Exercise directions -
From the line with "5863: Removing some unused link inputs" down to the final line of the material below, quote every line exactly and leave out all lines before it.

Stored data -
PR #375, opened 2023-08-11
5863: Removing some unused link inputs

jeppekroghitk:
...and replacing some with hardcoded counterparts in dpl-react

#### Link to issue

[Please add a link to the issue being addressed by this change.](https://platform.dandigbib.org/issues/5863)

#### Description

Answer below -
5863: Removing some unused link inputs

jeppekroghitk:
...and replacing some with hardcoded counterparts in dpl-react

#### Link to issue

[Please add a link to the issue being addressed by this change.](https://platform.dandigbib.org/issues/5863)

#### Description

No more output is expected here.